Ce matin, en prenant le métro, un monsieur s’est levé de son siège et a changé de place lorsque je me suis assise à côté de lui. Je comprends la peur et la panique que les personnes, dont moi-même, commencent à ressentir en vue d’une possible épidémie ; cependant, ce qui m’inquiète encore plus, c’est la discrimination et le racisme qui pourraient empirer dans cette période d’incertitude (tel que reporté à Paris, à Londres et aux États-Unis). 

Une amie montréalaise d’origine chinoise a déménagé en Allemagne récemment. On lui a crié « corona » lorsqu’elle se promenait dans la rue.

Un collègue m’a demandé si tous les Chinois mangeaient des chauves-souris… C’est une question d’ignorance, je comprends.

Je vous demande alors, en tant qu’organisation médiatique canadienne et québécoise, de bien utiliser un langage et un ton non sensationnalistes dans votre couverture des évènements. Aussi, d’éduquer vos lecteurs à l’égard de cette situation de manière à éviter le développement de préjugés racistes. 

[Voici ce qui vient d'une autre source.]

PR #114, opened 2020-12-16
Add jDSP library to supported libraries.

biranyucel:


ileasile:
Thank you, @biranyucel!

PR #124, opened 2021-02-05
Support clients without stdin support (allow_stdin=false)

strangepleasures:


ileasile:
Thank you for your contribution!

PR #2, opened 2019-05-08
Go structs for Istio 1.2 values.yaml schema

ostromart:
Lean and mean go structs mirroring the istio.io online docs. 
These will be auto-annotated when official documentation is updated. 
Unit tests to follow after these are reviewed for accuracy.

Note: I've refactored this to 1.2 schema.


pkg/apis/istio/v1alpha1/values_types.go
```diff
@@ -0,0 +1,506 @@
...
+import (
+	corev1 "k8s.io/api/core/v1"
+)
+
+type Values struct {
+	CertManager     *CertManagerConfig     `json:"certmanager,omitempty"`
+	Galley          *GalleyConfig          `json:"galley,omitempty"`
+	Global          *GlobalConfig          `json:"global,omitempty"`
+	Grafana         map[string]interface{} `json:"grafana,omitempty"`
+	Gateways        *GatewaysConfig        `json:"gateways,omitempty"`
```
f4tq: Shouldn't `gateways` be an slice?  
Or would the intention for those using multiple sets of gateways to create a secondary crd/controller that watches IstioControlPlane.
I'm specifically thinking of the multi-tenant with single control plane use case.

rcernich: agreed, and i think it's a bit more complicated than that.  i'll post a link to work i've done previously to create a go type for values.yaml.

rcernich:
Hey @ostromart, here's a link to the work I had previously done in this area:

https://github.com/Maistra/istio-operator/blob/maistra-0.11/pkg/apis/istio/v1alpha3/controlplane_types.go#L58-L76

Some things of note:

* gateways doesn't map well, so I created a [type](https://github.com/Maistra/istio-operator/blob/maistra-0.11/pkg/apis/istio/v1alpha3/controlplane_types.go#L448-L457) with a specialized [serializer](https://github.com/Maistra/istio-operator/blob/maistra-0.11/pkg/apis/istio/v1alpha3/serializer.go).  From what I could tell, gateways was a general type, with things like ingress, egress, ilb, etc., being predefined, but users could add their own gateways (e.g. see the gateways example).
* I used embedded types for common settings, e.g. most deployments have fields for autoscaling, annotations, env, etc., defined [here](https://github.com/Maistra/istio-operator/blob/maistra-0.11/pkg/apis/istio/v1alpha3/controlplane_types.go#L925-L961) and referenced, e.g.,  [here](https://github.com/Maistra/istio-operator/blob/maistra-0.11/pkg/apis/istio/v1alpha3/controlplane_types.go#L615-L631).

f4tq:
It seems like the GatewayConfigs could be used (as is) to support a separate 'user' centered istio gateway CRD that gets `Watch`ed/`Reconcile`d via the forthcoming controller.  It would need a selector, of course, to support multi-tenancy so it can be applied to the correct IstioControlPlane (in the presence of multiple).

That way, an existing istio installation could incrementally change to add/remove istio gateways needed for user groups clustered in a namespace.   This way we would not need to regenerate, as we do now, the complete helm values for the entire installation and applying to the whole cluster.

Since we use many ingress/egress gw sets now - one per namespace (which come and go) -  it has been challenging to have to touch the monolithic helm values/chart on the existing install just to add a new set of gateways.  

It would be much easier & more granular if there were a CRD representing 'user' istio gateways to support the multi-tenant/shared control plane use case.  Then, when a new pair are needed, just the gw/certs (and rbac/roles for it) would need to be `apply`ed by the admin configuring a tenant/namespace. 

The istio gateway created as described in this PR so far could be dedicated to grpc endpoints (istio concerns) - not user.  In our case, the istio gateways we create all have separate wildcard certs, endpoints and only expose port 443 i.e. none of the grpc.

FWIW, compliance issues can drive the need for separate istio-control planes, multiple control planes  in multiple k8 clusters (api-server access etc) & multiple 'user' istio gateways.  All could conquered with a single stone it seems.

Please consider.

pkg/apis/istio/v1alpha1/values_types.go
ostromart: This is a struct version of:
https://istio.io/docs/reference/config/installation-options/#gateways-options
The intended purpose is to be able to unmarshal a values.yaml into a struct so it can be validated and passed through to helm charts. 
It's not intended to be a new schema for an installer, that's here: https://github.com/istio/operator/pull/3

ostromart:
A couple of comments:
1. We don't need perfect fidelity in these structures. The purpose here is to be able to unmarshal values.yaml into Go structs for further validation. As such, we can leave any fields that are too difficult to define as interface and let the validation deal with them as raw maps if required. 
2. This is indeed a spec for the istio system, not user installed gateways. The proposal for installing multiple user GWs is in https://github.com/istio/operator/pull/3, which does use a slice - PTAL.

pkg/apis/istio/v1alpha1/values_types.go
rcernich: @ostromart, my point was that the schema for gateways is a map, gateway-name->config, and that the gateways you listed are "standard" gateways typically installed with the control plane, but other gateways can be installed in the same manner, e.g. https://github.com/istio/istio/blob/master/install/kubernetes/helm/istio/example-values/values-istio-gateways.yaml#L36

pkg/controller/istiocontrolplane/istiocontrolplane_controller.go
```diff
@@ -1,9 +1,23 @@
+// Copyright 2019 Istio Authors
```
golangcibot: vendor/k8s.io/client-go/rest/request.go:598:91: too few arguments in call to watch.NewStreamWatcher (from `typecheck`)

pkg/controller/add_istiocontrolplane.go
```diff
@@ -1,7 +1,21 @@
+// Copyright 2019 Istio Authors
```
golangcibot: vendor/k8s.io/client-go/rest/request.go:598:91: too few arguments in call to watch.NewStreamWatcher (from `typecheck`)

cmd/manager/main.go
```diff
@@ -1,123 +1,27 @@
+// Copyright 2019 Istio Authors
```
golangcibot: vendor/k8s.io/client-go/rest/request.go:598:91: too few arguments in call to watch.NewStreamWatcher (from `typecheck`)

pkg/values/values_test.go
```diff
@@ -0,0 +1,150 @@
...
+}
+
+func readFile(path string) (string, error) {
+	b, err := ioutil.ReadFile(path)
+	return string(b), err
+}
+
+// errToString returns the string representation of err and the empty string if
+// err is nil.
+func errToString(err error) string {
```
golangcibot: `errToString` is unused (from `deadcode`)

pkg/apis/istio/v1alpha1/values_types.go
```diff
@@ -0,0 +1,616 @@
...
+	CPU                              *CPUTargetUtilizationConfig `json:"cpu,omitempty"`
+	CustomService                    *bool                       `json:"customService,omitempty"`
+	Debug                            *string                     `json:"debug,omitempty"`
+	Domain                           *string                     `json:"domain,omitempty"`
+	DrainDuration                    *string                     `json:"drainDuration,omitempty"`
+	Enabled                          *bool                       `json:"enabled,omitempty"`
+	Env                              map[string]string           `json:"env,omitempty"`
+	ExternalIPs                      []string                    `json:"externalIPs,omitempty"`
+	K8sIngress                       *bool                       `json:"k8sIngress,omitempty"`
+	K8sIngressHttps                  *bool                       `json:"k8sIngressHttps,omitempty"`
```
golangcibot: struct field `K8sIngressHttps` should be `K8sIngressHTTPS` (from `golint`)

pkg/apis/istio/v1alpha1/values_types.go
```diff
@@ -0,0 +1,616 @@
...
+// PrometheusMixerAdapterConfig is described in istio.io documentation.
+type PrometheusMixerAdapterConfig struct {
+	Enabled               *bool   `json:"enabled,omitempty"`
+	MetricsExpiryDuration *string `json:"metricsExpiryDuration,omitempty"`
+}
+
+// StdioMixerAdapterConfig is described in istio.io documentation.
+type StdioMixerAdapterConfig struct {
+	Enabled      *bool `json:"enabled,omitempty"`
+	OutputAsJson *bool `json:"outputAsJson,omitempty"`
```
golangcibot: struct field `OutputAsJson` should be `OutputAsJSON` (from `golint`)

ostromart:
Unit tests have been added and are passing for inputs taken from istio/installer chart values.

pkg/apis/istio/v1alpha1/values_types.go
rcernich: Are you saying you updated it to make it generic, if so,`GatewaysConfig` is still a hard-coded list of gateways, which supports some of the known gateways, but is not congruent with the general `values.yaml`.  If you're saying this is something that still needs to be addressed, I'm okay with that.  Let me know.

ostromart: Created https://github.com/istio/istio/issues/14592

Le virus ne discrimine pas selon notre ethnicité. Malheureusement, les individus ont tendance à le faire. La peur est justifiée, mais l’ignorance et la violence verbale et physique ne le sont pas.

Heureusement, mon expérience personnelle démontre que la situation n’a pas atteint la sévérité vue ailleurs dans le monde.

Nous espérons avec votre aide que le climat reste calme et harmonieux. J’ai confiance que les Canadiens et que les Québécois, surtout, ne régresseront pas avec l’aide d’un journalisme responsable, objectif et précis.